“哦,好。”盛夏应道。

状似无意地走到讲台边布告栏看了下值日表,看到自己的任务是扫地。盛夏走到教室后面的角落,找了把趁手的扫把,拎起簸箕准备扫地了。

在教室里扫地并不是很方便,桌腿、椅子腿哪哪都是障碍物。

好不容易扫完了,就听班长喊她:“盛夏,黑板擦一下。”

盛夏顿住手中的活:“这不是我的任务吧?”

班长走过来:“是陆择的活,上次是我做的。”

盛夏:“……”班长都这么说了她还能说什么?

盛夏把扫把放回去,然后走上讲台,拿起黑板擦开始擦黑板。但她的个子显然不够高,上面有很大面积擦不到,而且擦了一会儿手就感觉好酸。

此时班长又喊她:“干的擦完要用湿的再擦一遍。”

“抹布在哪里?”盛夏问班长。

班长走过来,打开讲台下面的柜门:“喏,在这里。”

“谢谢。”

黑黢黢的柜子角落里有一堆抹布,看起来挺脏,没一块干净的。

盛夏蹲下来,立即闻到一股味道,是抹布用完后没有及时清洗并晾干而发出的臭味。她有洁癖,用两根手指捏着抹布的一角在一堆抹布里挑挑拣拣,想找一块干净点的。

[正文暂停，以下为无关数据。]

PR #3637, opened 2020-04-13
Fixed broken build of nanopb and switched to pip3

AdamKorcz:
This PR fixes the docker image which wasn't building.
Switched to pip3 in the process.

### DIFF
--- a/projects/nanopb/Dockerfile
+++ b/projects/nanopb/Dockerfile
@@ -16,8 +16,8 @@
 
 FROM gcr.io/oss-fuzz-base/base-builder
 MAINTAINER jpa@npb.mail.kapsi.fi
-RUN apt-get update && apt-get install -y python-pip git scons
-RUN pip install protobuf grpcio-tools
+RUN apt-get update && apt-get install -y python3-pip git scons wget
+RUN python3 -m pip install --upgrade pip
 RUN git clone --depth 1 https://github.com/nanopb/nanopb $SRC/nanopb
 COPY build.sh $SRC/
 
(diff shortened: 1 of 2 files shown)


PetteriAimonen:
@AdamKorcz Thanks for the fix, I only now got around to looking into why it was failing. Unfortunately it seems to fail somehow on the Anaconda download now: `ERROR: File or directory already exists: '/builder/home/anaconda3'`

Is there a particular reason why anaconda is needed to install protobuf for python 3, instead of using `pip3`?

inferno-chromium:
Build is still failing since i think this install should be in dockerfile and not build.sh

Step #13: + bash Anaconda3-2020.02-Linux-x86_64.sh -b
Step #13: ERROR: File or directory already exists: '/builder/home/anaconda3'

https://oss-fuzz-build-logs.storage.googleapis.com/index.html#nanopb

AdamKorcz:
@PetteriAimonen Happy to help. After switching to pip3 I ran into [this issue](https://stackoverflow.com/questions/38680593/importerror-no-module-named-google-protobuf) and as suggested there installing with Anaconda fixed it.

PetteriAimonen:
@AdamKorcz Thanks for the fix in #3693 also. I looked more into the issue with getting protobuf from pip3, and it looks like it is because some scripts are getting run with Python 3 and some with Python 2. That's something I should figure out a reasonable solution on upstream side, to make it seamless to run nanopb_generator with Python 3 without breaking Python 2 support. But for now this works :)

PR #3638, opened 2020-04-14
Switch OSS projects to use native go-fuzz.

inferno-chromium:


docs/getting-started/new-project-guide/go_lang.md
```diff
@@ -22,13 +22,18 @@ process. The key specifics of integrating a Go project are outlined below.
...
-[libFuzzer compatible mode](https://github.com/dvyukov/go-fuzz#libfuzzer-support)
+[libFuzzer compatible mode](https://github.com/mdempsky/go114-fuzz-build)
 only. In that mode, fuzz targets for Go use the libFuzzer engine with native Go
 coverage instrumentation. Binaries compiled in this mode provide the same
 libFuzzer command line interface as non-Go fuzz targets.
 
 ## Project files
 
+First, you need to write a Go fuzz target that accepts a stream of
+random bytes and calls the program API with that. This fuzz target
```
Dor1s, line 33: nit: let's remove "random", I think it might be misleading

inferno-chromium: Done!

inferno-chromium:
Also, filed
https://github.com/google/mtail/issues/311 to fix mtail (@jaqx0r)
https://github.com/golang/protobuf/issues/1084 to fix golang protobuf (@dsnet, @neild)

catenacyber:
@inferno-chromium did this break go-dns and gonids build ?
cf https://oss-fuzz-build-logs.storage.googleapis.com/log-e4f40f5d-ec41-4347-a9b8-d302f00cda98.txt

It looks like there is only one dash too much for the gonids/ path

inferno-chromium:
@catenacyber - thanks for letting us know. @Dor1s cl fixed this - https://github.com/google/oss-fuzz/issues/2714, build failure bugs should close soon. upstream go114-fuzz-build had some fixes, so it go broken because of that, thanks for noticing.

Dor1s:
> It looks like there is only one dash too much for the gonids/ path

yeah, and after removing the trailing `/` it started to complain about absolute path -- it's not allowed anymore

PR #3650, opened 2020-04-15
miniz integration

randy408:
This is a work in progress but I figured it should be announced ahead of time.


Dor1s:
We can merge this now, and you'll add Dockerfile and build.sh (and fuzz targets, if they aren't upstream) in consequent PR(s).

PR #3652, opened 2020-04-15
bisector: Don't clean when checking out commits.

oliverchang:


oliverchang:
Needed for gdal as well since otherwise the pulled dependencies just get removed.

This removal may end up breaking things, and if it does we'll have to redo a copy of /src every run (or some other similar mechanism). Will see if we can avoid this.

oliverchang:
TBR

infra/repo_manager.py
```diff
@@ -202,7 +202,8 @@ def checkout_commit(self, commit):
     utils.execute(['git', 'checkout', '-f', commit],
                   self.repo_dir,
                   check_result=True)
-    utils.execute(['git', 'clean', '-fxd'], self.repo_dir, check_result=True)
+    if clean:
+      utils.execute(['git', 'clean', '-fxd'], self.repo_dir, check_result=True)
```
Dor1s, line 206: nit: maybe add a comment like the one you posted on this PR, would be helpful for future reference

PR #3653, opened 2020-04-15
bisector: raise exceptions when building new or old commit fails.

oliverchang:
Let build failures continue during the actual bisection for now to keep
the bisection going. A future PR can improve the logic of that when it
happens.


oliverchang:
TBR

把挑出来的抹布搁在讲台上,抬头看了眼,黑板上方的板书还没擦。把自己的椅子搬到讲台上,盛夏站到讲台上擦。

越擦手臂越酸,而且站在椅子上仰着头,一手扶着黑板,时不时垫脚,总有一种一不小心就要摔下去的忐忑感觉。

忽然停下手中的动作,深吸一口气,盛夏把板擦扔在讲台上。

她不干了!

见盛夏转身往门外走,班长忙跟上来:“盛夏你干嘛?”

“去找陆择叫他自己擦!”

盛夏去往篮球场,路上经过小卖部门口感觉口渴就买了瓶汽水。

她很快来到篮球场。

夕阳的余辉撒在篮球场上,陆择在篮球场中一群男生里也是显现的。夕阳把他的发梢染成金色,刀刻一般的侧脸被夕阳镶了一道金边,他的脸像是会发光一样。

少年在球场中躲避着对手,奔跑、假动作,行至篮板旁,起跳扣篮,球进了。

周围围观的爆发出一声“喔——”

有女生围在篮球场边看球。

大概是高一新生,声音里还透着股新鲜劲,脚步也蹦蹦跳跳着:“那个是高二的陆择吗?”